If your doctor has directed you to use this medication, your doctor or pharmacist may already be aware of any possible drug interactions and may be monitoring you for them. Do not start, stop, or change the dosage of any medicine before checking with your doctor, health care provider or pharmacist first.
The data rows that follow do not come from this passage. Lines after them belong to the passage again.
PR #4077, opened 2024-07-17
Add some consts in os.cc

MiKom:
Found it via clang-tidy. Silences misc-const-correctness clang-tidy warnings on Linux.

Not sure if you like this style or not, but in case you do, here's a PR.

Thanks for fmt. It's great.

### DIFF
--- a/src/os.cc
+++ b/src/os.cc
@@ -179,7 +179,7 @@ buffered_file::buffered_file(cstring_view filename, cstring_view mode) {
 
 void buffered_file::close() {
   if (!file_) return;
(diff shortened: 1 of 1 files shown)


vitaut:
Thanks for the PR but I don't think it's worth adding consts in these cases.

MiKom:
In case someone includes {fmt} via CMake's `FetchContent_Declare` and stumbles upon these warnings themselves, you can disable `clang-tidy` for {fmt} only via:

```cmake
set_target_properties(fmt PROPERTIES CXX_CLANG_TIDY "")
```

PR #4086, opened 2024-07-24
Fix compilation for folly::StringPiece args (regression from v10)

mhx:
When building fbthrift on Fedora Rawhide (which bundles fmt v11), the following assertion fails:

```
/usr/include/fmt/base.h:1612:17: error: static assertion failed: Mixing character types is disallowed.
 1612 |   static_assert(formattable_char, "Mixing character types is disallowed.");
      |                 ^~~~~~~~~~~~~~~~
/usr/include/fmt/base.h:1612:17: note: 'formattable_char' evaluates to false
```

This happens as it's trying to format a `folly::StringPiece` argument:

```
/usr/include/fmt/base.h: In instantiation of 'constexpr fmt::v11::detail::value<Context> fmt::v11::detail::make_arg(T&) [with bool PACKED = true; Context = fmt::v11::context; T = folly::Range<const char*>; typename std::enable_if<PACKED, int>::type <anonymous> = 0]':
/usr/include/fmt/base.h:2003:74:   required from 'constexpr fmt::v11::detail::format_arg_store<Context, NUM_ARGS, 0, DESC> fmt::v11::make_format_args(T& ...) [with Context = context; T = {folly::Range<const char*>, folly::Range<const char*>}; long unsigned int NUM_ARGS = 2; long unsigned int NUM_NAMED_ARGS = 0; long long unsigned int DESC = 255; typename std::enable_if<(NUM_NAMED_ARGS == 0), int>::type <anonymous> = 0]'
 2003 |   return {{detail::make_arg<NUM_ARGS <= detail::max_packed_args, Context>(
      |            ~~~~~~~~~~~~~~~~~~~~~~~~~~~~~~~~~~~~~~~~~~~~~~~~~~~~~~~~~~~~~~^
 2004 |       args)...}};
      |       ~~~~~
```

This is ultimately caused by `folly::Range<const char*>` defining `value_type` as `const char`, which does not compare equal to `char`.

This change is a potential fix that uses `remove_const_t` to remove the const-ness of `value_type` for string-like types.

### DIFF
--- a/include/fmt/base.h
+++ b/include/fmt/base.h
@@ -544,7 +544,7 @@ template <typename Char> class basic_string_view {
   /// `std::basic_string_view` object.
   template <typename S,
             FMT_ENABLE_IF(detail::is_std_string_like<S>::value&& std::is_same<
-                          typename S::value_type, Char>::value)>
+                          remove_const_t<typename S::value_type>, Char>::value)>
   FMT_CONSTEXPR basic_string_view(const S& s) noexcept
       : data_(s.data()), size_(s.size()) {}
 
@@ -626,7 +626,7 @@ constexpr auto to_string_view(const Char* s) -> basic_string_view<Char> {
 }
 template <typename T, FMT_ENABLE_IF(is_std_string_like<T>::value)>
 constexpr auto to_string_view(const T& s)
-    -> basic_string_view<typename T::value_type> {
+    -> basic_string_view<remove_const_t<typename T::value_type>> {
   return s;
 }
 template <typename Char>
@@ -742,7 +742,7 @@ FMT_DEPRECATED FMT_NORETURN inline void throw_format_error(
 /// String's character (code unit) type.
 template <typename S,
           typename V = decltype(detail::to_string_view(std::declval<S>()))>
-using char_t = typename V::value_type;
+using char_t = remove_const_t<typename V::value_type>;
 
 /**
  * Parsing context consisting of a format string range being parsed and an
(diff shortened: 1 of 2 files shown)


vitaut:
Thanks for the PR but I think it should be fixed in Folly by making the definition of `value_type` compatible to the one in `string_view`.

mhx:
> Thanks for the PR but I think it should be fixed in Folly by making the definition of `value_type` compatible to the one in `string_view`.

I agree to some extent, but:

- It's still a regression :-)
- I don't know about all the implications of changing the constness of `folly::Range::value_type`; I'll see if I can come up with a change in the hope that it won't break anything that relies on the constness of `value_type`.

mhx:
If https://github.com/facebook/folly/pull/2265 is a viable solution, this PR can be closed.

yfeldblum:
StringPiece is an instance of Range, which is more of a span type than a string-view type.

Changing Range in this way is questionable, or at least a larger question. It may be the case that all containers having a member type alias value_type ought to ensure that alias is to a true unqualified value type, and that we need to have the const only on reference_type or such.

mhx:
> StringPiece is an instance of Range, which is more of a span type than a string-view type.

See my comment on https://github.com/facebook/folly/pull/2265, which argues that `std::span` also has an unqualified `value_type`.

> Changing Range in this way is questionable, or at least a larger question.

I *think* it'd be the right change, but I don't know if there are any downstream dependencies that already rely on the qualiefied-ness of `value_type`.

vitaut:
Closing in favor of the folly fix (https://github.com/facebook/folly/commit/21e8dcd464ee46b2144a1e4d4c0e452355ae15f0). Thanks for reporting (and the fix attempt)!

PR #4096, opened 2024-07-30
Use '-fmodule-file=<module-name>=<BMI-path>' instead '-fmodule-file=<…

linuxnyasha:
Use '-fmodule-file=<module-name>=<BMI-path>' instead '-fmodule-file=<BMI-path>'


vitaut:
Thanks for the PR but could you elaborate why this is better?

vitaut:
Closing since the purpose of this change is not very clear.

• Severe interactions of dobutamine include:
  • isocarboxazid
  • linezolid
  • phenelzine
  • selegiline transdermal
  • tranylcypromine
• Dobutamine has serious interactions with at least 29 different drugs.
• Dobutamine has moderate interactions with at least 256 different drugs.
• Mild interactions of dobutamine include:
  • bendroflumethiazide
  • bumetanide
  • chlorothiazide
  • chlorthalidone
  • cyclopenthiazide
  • desmopressin
  • ethacrynic acid
  • eucalyptus
  • furosemide
  • hydrochlorothiazide
  • indapamide
  • methyclothiazide
  • metolazone
  • noni juice
  • sage
  • torsemide

This document does not contain all possible interactions. Therefore, before using this product, tell your doctor or pharmacist of all the products you use. Keep a list of all your medications with you, and share the list with your doctor and pharmacist. Check with your physician if you have health questions or concerns.

Warnings

• This medication contains dobutamine. Do not take dobutamine if you are allergic to dobutamine or any ingredients contained in this drug.
• Keep out of reach of children. In case of overdose, get medical help or contact a Poison Control Center immediately.

Contraindications

• Hypersensitivity to drug or components
• Idiopathic hypertrophic subaortic stenosis

Effects of Drug Abuse

• No information is available

Short-Term Effects

• See "What Are Side Effects Associated with Using Dobutamin?”

Long-Term Effects

• See "What Are Side Effects Associated with Using Dobutamin?”

Cautions

• To optimize hemodynamics, correct hypovolemia if needed.
• Clinical experience with dobutamine following a heart attack (myocardial infarction) has been insufficient to establish the safety of the drug for this use; there is concern that any agent that increases contractile force and heart rate may increase the size of infarction by intensifying ischemia, but not known whether dobutamine does so.
• Severe coronary artery disease (CAD).
• High blood pressure (hypertension) is common; low blood pressure (hypotension) may also occur.
• May cause a marked increase in heart rate or blood pressure, especially systolic pressure; because dobutamine facilitates atrioventricular conduction, patients with atrial fibrillation are at risk of developing rapid ventricular response; in patients who have atrial fibrillation with the rapid ventricular response, a digitalis preparation should be used before the institution of therapy with dobutamine; patients with pre-existing hypertension appear to face an increased risk of developing an exaggerated pressure response.
• During the administration of dobutamine, monitor blood pressure continuously; pulmonary wedge pressure and cardiac output should be monitored whenever possible to aid safe and effective infusion of dobutamine in 5% dextrose Injection, USP.
• Ventricular ectopy exacerbation may occur.

Pregnancy and Lactation

• Dobutamine may be acceptable for use during pregnancy. Either animal studies show no risk but human studies are not available or animal studies showed minor risks and human studies were done and showed no risk.
• It is unknown whether dobutamine is excreted into breast milk; avoid use if breastfeeding.